Idaho judge: Lethal injection drug source is secret for now
BOISE – An Idaho judge has modified a previous decision, and now says state prison officials can hold off on identifying where they obtain the drugs used in executions until a trial is held on the matter.
Fourth District Judge Lynn Norton ruled in May that the state had to turn over nearly all of its execution records, including those identifying the source of the execution drugs, to a University of Idaho professor who sued for access to the documents under the Idaho Public Records Act.
But on Monday, Norton modified her decision, saying the state could redact any information that would identify the source of the lethal drugs for now. A trial will be held in the future to decide whether those redactions are allowable under the public records law.
State prison officials have argued that releasing the name of the drug supplier would subject that entity to such intense public pressure that the state would be unable to obtain the drugs in the future.
The way states find, obtain, pay for and store lethal injection drugs has been a key issue in court cases across the country.
Many state prison officials try to keep such records secret, in part over fears that suppliers will dry up.
Drug companies Alvogen, Hikma Pharmaceuticals USA and Sandoz Inc. have accused Nevada officials in a lawsuit of improperly obtaining their drugs for a use the companies don’t allow – lethal injection – and deceiving the public in the process. Nevada officials had tried to keep the drug companies identities’ secret, but a court order in an American Civil Liberties Union lawsuit in July forced the state to reveal the company names.
Fifteen states, including Idaho, have sided with Nevada in the state court fight against the drug companies.
Pharmaceutical company Pfizer announced in 2016 that it would not provide lethal injection drugs to states, and last year the company asked states to return any previously obtained lethal injection drugs.
With most traditional suppliers gone, some states have turned to compounding pharmacies or foreign countries to purchase the drugs.
University of Idaho Professor Aliza Cover filed a public records request with the Idaho Department of Correction last year seeking purchase orders, receipts, source paperwork and other documents on the drugs the state used in its two most recent executions, along with any documents on the drugs it expects to use in future executions. But the department refused, contending the information was exempt under the public records law.
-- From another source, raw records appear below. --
PR #3309, opened 2026-07-17
Fix azure opus48

Kibouo:
Fixes effort and context window values of Opus 4.8 via Azure Foundry.


Kibouo:
fyi 200_000 limit is legacy limitation by Azure foundry. Might need updating for other Anthropic models as well.
https://learn.microsoft.com/en-us/azure/foundry/foundry-models/concepts/claude-models?tabs=pay-go#available-claude-models

PR #3313, opened 2026-07-17
feat(cloudflare): sync full Workers AI catalog + mirror into AI Gateway

michaeldwan:
### 1) Fix drift between Workers AI and AI Gateway

Cloudflare Workers AI models can be accessed directly, or through Cloudflare AI Gateway, but models.dev maintains them as two independent providers that have drifted apart for over a year. 

Previously `cloudflare-workers-ai` kept Workers AI in sync each hour; AI Gateway had a hand-run shell pipeline under `providers/cloudflare-ai-gateway/scripts/` that was never wired into the hourly workflow.

`cloudflare-ai-gateway/models/workers-ai/@cf` is now a symlink to `cloudflare-workers-ai/models/@cf`, so AIG's Workers AI catalog _is_ the WAI catalog. The `scripts/` + `data/` pipeline is deleted, and the AIG README is rewritten to describe the symlink layout.

### 2) Sync the complete Workers AI model catalog

The WAI sync now covers Cloudflare's complete Workers AI catalog -- 39 new TOMLs for embeddings, ASR, TTS, translation, classification, and image gen. Previously it was only fetching text generation models due to the `format=openrouter` filter. Now it also fetches and reshapes models from the native `ai/models/search` endpoint into the same `OpenRouterModel` the pipeline already builds from. Where both APIs report the same model, openrouter wins, so the 22 existing chat entries stay byte-identical.

Any future WAI expansion (new task type, new model) lands in AIG on the next deploy through the same file.

## Notes

The Cloudflare APIs don't provide all the data model TOMLs expose. I'll see if we can fix this on our (Cloudflare's) end:

- Output token limit and open-weights aren't in either API, so they're placeholders (`0` / `false`) -- same fallback `digitalocean.ts`, `chutes.ts`, and `wandb.ts` use when a source doesn't report them. The old AIG shell pipeline this replaces incorrectly hardcoded `context=128000` / `output=16384` on every model.
- Unpriced tokens (audio-priced ASR/TTS, free models) use `-1` (OpenRouter's own sentinel) rather than a fake `0`, so `price()` doesn't invent cost. Audio-priced models get `input_audio` / `output_audio` applied in a follow-up pass.
- API endpoints require authentication and reflect models accessible to the authenticated user. We probably need a public unauthenticated API for use cases like this.

## Sources

- [Workers AI models API](https://developers.cloudflare.com/api/resources/ai/subresources/models/methods/list/)
- [Workers AI catalog](https://developers.cloudflare.com/workers-ai/models/)
- [AI Gateway universal endpoint](https://developers.cloudflare.com/ai-gateway/usage/universal/)

## Review fixes

Addressed the three AI-reviewer findings (whisper `base_model`, audio pricing units, `deepgram/flux` mislabeled as an image model). The first two are self-contained; the third edits shared sync code, so one behavior change reaches every provider:

- **Family inference is now gated by output modality.** An image/video family name (`flux`, `sora`, etc.) can no longer be stamped on a model that doesn't declare that output modality, and a previously-synced family that no longer matches is cleared rather than preserved. This lives in the shared `inferFamily`/`buildOpenRouterModel` path, so it applies to all providers, not just Workers AI — the collision it fixes (a model sharing a name with an image generator) is a property of the shared heuristic. Measured against the current catalog, all 76 rows carrying an image/video family already declare the matching modality, so nothing else changes today; the only row the modality gate clears is `deepgram/flux`. (A separate guard also drops `family` from the other `@cf/deepgram/*` models, whose names collide with unrelated vendor families.) The effect is otherwise latent until another provider next syncs.


rekram1-node:
sorry for delay ill get to this soon

Issue #7146, opened 2026-09-15
Add deepseek-v4.1-flash to the international Alibaba Token Plan provider


oliver-mee:
## Problem

`deepseek-v4.1-flash` landed on the Alibaba Token Plan gateway on 2026-09-15. The China provider already carries it thanks to #7045, which used the Beijing-region plan list as its evidence. But the model listed the same day on the international (Singapore) endpoint too, on both the Team and Personal editions. `providers/alibaba-token-plan/models/` has no row, so international Token Plan users reading models.dev cannot select a model their key actually serves.

## Evidence (checked 2026-09-15)

- Authenticated `GET /models` on the Singapore endpoint (`token-plan.ap-southeast-1.maas.aliyuncs.com/compatible-mode/v1`): `deepseek-v4.1-flash` present on Team and Personal keys. Beijing endpoint lists it as well (matches #7045).
- Live completion against the Singapore plan gateway: 200, reasoning streams on `reasoning_content`.
- `enable_thinking: true|false` both accepted (hybrid model).
- `reasoning_effort`: the gateway's own validation error names `minimal, low, medium, high, xhigh, max, ultra` as the accepted string values. `low`/`high`/`max` are the ladder that behaves per the series documentation, and they match the values #7045 merged for China, so a global entry consistent with China should carry the same three.
- The lab file `models/deepseek/deepseek-v4.1-flash.toml` already exists, so the provider entry is override-only (base_model, reasoning_options, interleaved, zeroed subscription cost).

## Proposed fix

Add `providers/alibaba-token-plan/models/deepseek-v4.1-flash.toml`, mirroring the merged China entry #7045 exactly:

```toml
base_model = "deepseek/deepseek-v4.1-flash"

reasoning_options = [{ type = "toggle" }, { type = "effort", values = ["low", "high", "max"] }]

[interleaved]
field = "reasoning_content"

[cost]
input = 0
output = 0
cache_read = 0
cache_write = 0
```

with the source-access comment block in house style pointing at the OpenAI-compatible chat API reference and the international Token Plan personal/team overview pages.

Costs are zeroed because Token Plan is a Credits subscription with no per-token USD rate on this endpoint, same rationale as every other row in both providers.

PR #7148, opened 2026-09-15
fix(alibaba-token-plan): correct deepseek-v4.1-flash overrides for the plan gateway

oliver-mee:
## What changed

Modifies `providers/alibaba-token-plan/models/deepseek-v4.1-flash.toml` (added via #7147) to correct
two fields against measurements taken on the live Token Plan gateway. This is now an override-only
diff against the merged row, matching how the file landed.

**1. `structured_output = false`.** The lab row (`models/deepseek/deepseek-v4.1-flash.toml`) carries
`structured_output = true`, and provider rows inherit omitted fields. On the international Token
Plan gateway, however, `response_format: json_schema` is rejected for this model id with HTTP 400
"This response_format type is unavailable now" in both thinking modes, while `json_object` works.
Probed 2026-09-15 on both Personal and Team editions (Singapore). Without the explicit override the
provider row advertises a capability the plan gateway refuses.

**2. Reasoning-effort contract note.** The header comment now records what the plan gateway
actually accepts: the string ladder `low` / `high` (default) / `max`, with `medium`/`xhigh` accepted
as aliases, and the fact that the integer effort values the vendor OpenAI-chat reference publishes
are rejected by this gateway for this id (probed 2026-09-15). Same values as #7147, richer sourcing.

## Evidence

| Claim | Source |
| --- | --- |
| json_schema 400 on plan gateway, both thinking modes | Gateway probe 2026-09-15, Personal + Team editions, error text quoted in the file comment |
| json_object accepted | Same probe session |
| effort ladder low/high(max default), integers rejected | Same probe session; enum observed from the gateway's own 400 message |
| Lab row inheritance semantics | Upstream merge behaviour: an omitted provider field takes the lab value |

Related: #7146 (the issue that prompted #7147).

---

🤖 Generated with Hermes Agent (Qwen3.8-Max, Alibaba Token Plan)
Co-authored-by: Hermes Agent


oliver-mee:
Superseded by #7151: my branch rebuild (to rebase onto current dev after #7147 merged) made this PR's head commit unreachable, which closed it irreversibly. The replacement PR carries the identical single-file change against the post-#7147 state.

PR #7149, opened 2026-09-15
Add kimi-k3 to alibaba and alibaba-cn providers

liyishuai:
Adds Moonshot AI's Kimi K3 to the Alibaba pay-as-you-go providers (`alibaba` international and `alibaba-cn` Beijing), using the existing lab entry `models/moonshotai/kimi-k3.toml` via `base_model`.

The state has only executed three people in the last 25 years: Keith Wells in 1994, Paul Ezra Rhodes in 2011 and Richard Leavitt in 2012. Currently nine inmates are awaiting execution.
Idaho Department of Correction spokesman Jeff Ray said the department does not have a comment at this time.
Cover’s attorney, Ritchie Eppink with the American Civil Liberties Union of Idaho, says the new ruling was for technical procedural reasons.
“Secrecy around lethal injection gravely harms democracy and the public interest,” Eppink wrote in an email. “We intend to show that, once again, during the upcoming trial.”
The trial date has not yet been set.